Longtime Dark Horse fans know that all manga in the U.S. were once published in the form of monthly comic books, printed to read left-to-right just like any American comic. Thirteen of Dark Horse's Eisner Award nominations for excellence in comics have been for manga, of which four have won (and in three different categories). Three of the four manga artists admitted to the Eisner Hall of Fame have been published by Dark Horse. I respect-as I believe everyone should-the legacy of the comics format, which for a decade and as half did so much to spread awareness of some of Japan's greatest artists and writers in the West. In fact Dark Horse is the only company in America to still publish manga in this style, with the appropriately-named Blade of the Immortal, which began its run in May of 1996, and whose 123rd issue, out this month, proves it also to be one of Dark Horse's most enduring series ever.

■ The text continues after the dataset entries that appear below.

PR #3397, opened 2023-02-09
re-implement language injection annotation

aSemy:
Fix #3387 

* Create `expect annotation class KotestLanguage` in commonMain
* In JVM, typealias `@KotestLanguage` to `org.intellij.lang.annotations.Language`
* In JS/Desktop, typealias `@KotestLanguage` to a copy-pasted `@Language` implementation

Additionally:

* opt-in to `@ExperimentalKotest` to reduce warnings in the build logs
* ~~introduce an integration test for an Android project~~ Android Integration test moved to #3401 

Language injection still works as expected 👍 

image

#### Related

* #3328

Issue #3387, opened 2023-02-06
Kotest's @Language is prioritized over IntelliJ's, prompting for an opt-in


RBusarow:
Kotest: 5.5.5
Kotlin: 1.7.21 and 1.8.10
Gradle: 7.5 and 7.6

The new overloaded `@Language` annotation is prioritized over the IntelliJ one, in the IDE and during Gradle builds.

```text
w: [...]Main.kt:4:34 This declaration needs opt-in. Its usage should be marked with '@io.kotest.common.KotestInternal' or '@OptIn(io.kotest.common.KotestInternal::class)'
```

![img](https://user-images.githubusercontent.com/9890900/216869531-488626aa-6fb8-4b9b-8b67-d3dd4980e4e5.png)

reproducer project: https://github.com/RBusarow/Kotest-Language-repro

gabrielittner:
Kind of related, we are getting build errors for Android instrumentation tests with 5.5.5
```
Execution failed for task ':module:checkDebugAndroidTestDuplicateClasses'.
> A failure occurred while executing com.android.build.gradle.internal.tasks.CheckDuplicatesRunnable
   > Duplicate class org.intellij.lang.annotations.Language found in modules annotations-24.0 (org.jetbrains:annotations:24.0.0) and kotest-common-jvm-5.5 (io.kotest:kotest-common-jvm:5.5.5)
     
     Go to the documentation to learn how to <a href="d.android.com/r/tools/classpath-sync-errors">Fix dependency resolution errors</a>.
```

Kantis:
@aSemy what do you think is best way forward?

aSemy:
Ah that's a shame. I'm not sure how to fix it, it was a bit of a hack to begin with (albeit one that was suggested by JetBrains). I also don't know how to create automated tests for problems...

So since it's causing errors, then remove it. I'll make the PR.

UPDATE: Ah I realise the mistake I made, I think I can fix it. 

1. change `expect annotation class Language` to `expect annotation class KotestLanguage`
2. in non-JVM platforms, copy-paste the JVM `@org.intellij.lang.annotations.Language` implementation
3. then in all platforms, use 
   ```kotlin
   actual typealias KotestLanguage = org.intellij.lang.annotations.Language
   ```

   Which in non-JVM targets will use the copy-pasted annotation, and in JVM targets the original annotation.

PR #3401, opened 2023-02-10
Android integration test

aSemy:
Integration test for #3387 

Split off from PR #3397 because it's a larger change, and not strictly necessary for the `@Language` fix.

##### Summary

* introduces a Gradle plugin `kotest-publishing-test.gradle.kts` so subprojects can depend on Maven Publications from other subprojects
* Adds a sample Android Library project
   Note that the `android-library/ANDROID_SDK/licenses` directory is committed so that the Android Gradle plugin can automatically download the SDK.

* The test should fail with the following error until #3397 is merged

   ```
     * What went wrong:
     Execution failed for task ':checkDebugAndroidTestDuplicateClasses'.
     > A failure occurred while executing com.android.build.gradle.internal.tasks.CheckDuplicatesRunnable
        > Duplicate class org.intellij.lang.annotations.Language found in modules annotations-13.0 (org.jetbrains:annotations:13.0) and kotest-common-jvm-5.6.0-LOCAL (io.kotest:kotest-common-jvm:5.6.0-LOCAL)
       
          Go to the documentation to learn how to <a href="d.android.com/r/tools/classpath-sync-errors">Fix dependency resolution errors</a>.
     
     * Try:
     > Run with --debug option to get more log output.
     > Run with --scan to get full insights.
   ```

#### Utility

I'm undecided on the value of the Android integration test - how often are there issues? I also think that it might be fragile, because the Android implementation changes a lot and I suspect the automatic SDK download might not be stable (I've no evidence/experience, it's just a gut feeling).

However, the `kotest-publishing-test.gradle.kts` has some good potential, especially in the integration tests for the Kotest Gradle Plugin. This currently does not follow Gradle Project Isolation by directly referencing the tasks of other subprojects

https://github.com/kotest/kotest/blob/ed015bd0e061dc1854f7e0702038b569b7e0a766/kotest-framework/kotest-framework-multiplatform-plugin-gradle/build.gradle.kts#L60-L68

By using `kotest-publishing-test.gradle.kts` this would be fixed.

I originally intended to do this safe-sharing in #3163


aSemy:
Ah... Android requires JVM 11

```
  * What went wrong:
  An exception occurred applying plugin request [id: 'com.android.library', version: '7.3.0']
  > Failed to apply plugin 'com.android.internal.library'.
     > Android Gradle plugin requires Java 11 to run. You are currently using Java 1.8.
        Your current JDK is located in /usr/lib/jvm/temurin-8-jdk-amd64/jre
        You can try some of the following options:
         - changing the IDE settings.
         - changing the JAVA_HOME environment variable.
         - changing `org.gradle.java.home` in `gradle.properties`.
```

Kantis:
Can `jvmToolchain` and included builds be used to facilitate testing with a different JDK?

aSemy:
Good idea! I've added toolchain config for Java 11

Kantis:
I pushed an example of what I meant, feel free to revert it.
Must be some easier way to get gradle testkit to resolve dependencies from the root build though..

aSemy:
I don't think making the integration tests an included-build help too much here. The actual test android-library project is isolated from the main Kotest repo because it's run via Gradle TestKit. And making it an included build makes it very difficult for the integration-test project to use dependencies from the main Kotest project ([build substitutions don't work when the intended replacements use `maven-publish`](https://docs.gradle.org/current/userguide/composite_builds.html#included_build_substitution_limitations), so if the integration-test project wants to test the latest Kotest code it needs other complicated workarounds).

> Must be some easier way to get gradle testkit to resolve dependencies from the root build though..

You mean the `kotest-publishing-test` plugin? That's a consequence of [how Gradle shares files between subprojects unfortunately](https://docs.gradle.org/current/userguide/cross_project_publications.html#sec:variant-aware-sharing). The Gradle API is comprehensive, but not so elegant! It does allow for parallel processing, work-avoidance, and keeping projects isolated though. 

Instead of publishing artifacts to a local Maven directory, they could be published to Maven Local instead. This saves a little complexity.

The transition from reading one direction to another, from reading one chapter a month to a graphic novel every two or three months, has sometimes been awkward, no less on the editors here, all of whom, including myself, came out of the old tradition. I sometimes felt I could do with a big "L/R" toggle switch mounted in my cerebellum. We mustn't forget there's a very good reason for it-bookstores throughout the U.S. have embraced comics (Japanese and Western alike) in graphic novel form, greatly expanding their readership. There's another way to look at this issue as well. Just as we publish Japanese and other foreign artists, Dark Horse's own original comics have been translated in many different nations, including Japan, where Mike Mignola and Frank Miller's strong chiaroscuro styles are admired by artists trained to express themselves in black and white. But consider that the Japanese editions of Hellboy and Sin City aren't flopped to read "the Japanese way;" they're left in their American layout, so they can be read the way their artists originally drew them.

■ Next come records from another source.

PR #3939, opened 2024-03-15
add-similarity-to-contain (#53)

AlexCue987:
add search for similarity to `contain` for example:
```
         "print a similar key when no exact match" {
               mapOf(sweetGreenApple to 1, sweetRedApple to 2) should contain(sweetGreenPear, 1)
            }.message
            message shouldContain """
               | expected: Fruit(name=apple, color=green, taste=sweet),
               |  but was: Fruit(name=pear, color=green, taste=sweet),
               |  The following fields did not match:
               |    "name" expected: <"apple">, but was: <"pear">
            """.trimMargin()
         }
         "print entries with same value" {
               mapOf(sweetGreenApple to 1, sweetRedApple to 2) should contain(sweetGreenPear, 1)
            }.message
            message shouldContain """
               |Same value found for the following entries: [Fruit(name=apple, color=green, taste=sweet)=1]
            """.trimMargin()
         }
         "print entries with similar values" {
               mapOf(1 to sweetGreenApple, 2 to sweetRedApple) should contain(3, sweetGreenPear)
            }.message
            message shouldContain """
               | expected: Fruit(name=apple, color=green, taste=sweet),
               |  but was: Fruit(name=pear, color=green, taste=sweet),
               |  The following fields did not match:
               |    "name" expected: <"apple">, but was: <"pear">
            """.trimMargin()
         }
```


Kantis:
I feel it's kind of ambiguous what we're looking at in the failure messages. Was it the wrong key or value?

Perhaps we should produce a similarity-score for each Map.Entry and just print the closest one, taking both key and value into consideration?

AlexCue987:
> I feel it's kind of ambiguous what we're looking at in the failure messages. Was it the wrong key or value?
> 
> Perhaps we should produce a similarity-score for each Map.Entry and just print the closest one, taking both key and value into consideration?

I like the idea of finding the most similar Map.Entry, and I'll do that, and output it first. But I perceive good value in printing other distinct cases that may be helpful, such as "there is a very similar value with a completely different key".

AlexCue987:
> I feel it's kind of ambiguous what we're looking at in the failure messages. Was it the wrong key or value?
> 
> Perhaps we should produce a similarity-score for each Map.Entry and just print the closest one, taking both key and value into consideration?

At this time I know how to take "both key and value into consideration" only when they both are data classes. But for the cases when only the key or only the value is a data class, IMO we should keep the existing logic.

So let's merge this as is, and add support for taking "both key and value into consideration" later on. Sounds like a good plan?

sksamuel (approved):
Sounds like a plan

PR #3940, opened 2024-03-16
fix(docs): indentation in System Extensions

craigpastro:
This PR updates some of the indentations in the system extensions files in the docs. There is a mix of two space and four space indentations in the docs, but as Kotlin seems to recommend four spaces this is what I went for here.

No content has changed. I also didn't update all relevant versions. At least it will look nice for the next release.


sksamuel:
ty

PR #3943, opened 2024-03-18
Change Arb.filterIsInstance() signature to use single type parameter

### LINKED ISSUE #3942: `filterIsInstance()` for `Arb` requires both type arguments compared to stdlib `filterIsInstance()`
- 5.8.0

```kotlin
    @Test
    fun `contrived example`() = runTest { 
        val intArb = Arb.int()
        val longArb = Arb.long()
        val numberArb: Arb<Number> = intArb.merge(longArb)
        // 2 type arguments expected for inline fun <A, reified B : A> Arb<A>.filterIsInstance(): Arb<B
        // val derivedIntArb = numberArb.filterIsInstance<Int>()
        val derivedIntArb = numberArb.filterIsInstance<_, Int>()
        
        checkAll(derivedIntArb) { n -> 
            // ...
        }
    }
```

The type signature today is [`inline fun <A, reified B : A> Arb<A>.filterIsInstance()`](https://github.com/kotest/kotest/blob/0315867c89dae3aab54827fc558fd69c18f559f8/kotest-property/src/commonMain/kotlin/io/kotest/property/arbitrary/filter.kt#L42) which requires the call-site provide both base and derived type. Since `_` can be used as a type that can be inferred, this can be done fairly simply but it still doesn't mimic the convention currently built into the standard library

This compared to the [standard library `filterIsInstance()`](https://kotlinlang.org/api/latest/jvm/stdlib/kotlin.collections/filter-is-instance.html) variants shows the slight difference in definition and usage.

```kotlin
fun <reified R> Array<*>.filterIsInstance(): List<R>
fun <reified R> Iterable<*>.filterIsInstance()
```

So, it looks like the tradeoff here is either 1 of better type safety or 1 or simplifying usage. Potentially, with compiler improvements (like if [KT-13394](https://youtrack.jetbrains.com/issue/KT-13394/) is fully supported or when context receivers are moved forward) could "fix" this.

I wanted to open this as I didn't see anything around it in other issues or the history.

kshired:
resolve #3942 

Change Arb.filterIsInstance() signature to use single type parameter.

This change is **breaking change.** But there's no way to add a new function, so I change the existing signature.

### DIFF
--- a/kotest-property/src/commonMain/kotlin/io/kotest/property/arbitrary/filter.kt
+++ b/kotest-property/src/commonMain/kotlin/io/kotest/property/arbitrary/filter.kt
@@ -6,7 +6,6 @@ import io.kotest.property.RTree
 import io.kotest.property.RandomSource
 import io.kotest.property.Sample
 import io.kotest.property.filter
-import kotlin.jvm.JvmName
 
 /**
  * Returns a new [Arb] which takes its elements from the receiver and filters them using the supplied
--- a/kotest-property/src/commonMain/kotlin/io/kotest/property/arbitrary/filter.kt
+++ b/kotest-property/src/commonMain/kotlin/io/kotest/property/arbitrary/filter.kt
@@ -6,6 +6,7 @@ import io.kotest.property.RTree
 import io.kotest.property.RandomSource
 import io.kotest.property.Sample
 import io.kotest.property.filter
+import kotlin.jvm.JvmName
 
 /**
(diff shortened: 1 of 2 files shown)


Kantis:
apiDump needs to be updated

kshired:
@Kantis I did. But there's no change. Also, `apiCheck` action was passed.

LeoColman:
Hmm... Interesting.

I believe it makes sense as Generics don't really exist, so the signature is kept the same

LeoColman (approved):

Now Dark Horse is doing the same for the Japanese artists it publishes. Dark Horse was the first to publish an English edition of Katsuhiro Otomo's epic Akira in its original black-and-white; be on the lookout soon for the long-awaited Akira Club, a translation of a Japanese retrospective on the phenomenal manga, including dozens of images never seen here before. And the latest Dark Horse manga to make the leap from one era to the next premieres this month: Gunsmith Cats: Burst, the sequel to Kenichi Sonoda's Gunsmith Cats (itself now being re-issued in unflopped graphic novel form). GSC is a special manga for U.S. readers, as its Chicago setting represents Sonoda's tribute to the American crime and action films he loves. And after all, flopping Gunsmith Cats in the old days had the ironic effect of messing up the creator's research-Dark Horse is now proud to present GSC's signature car chases and shootouts with Americans who drive on the right-you know, the way Sonoda originally drew them!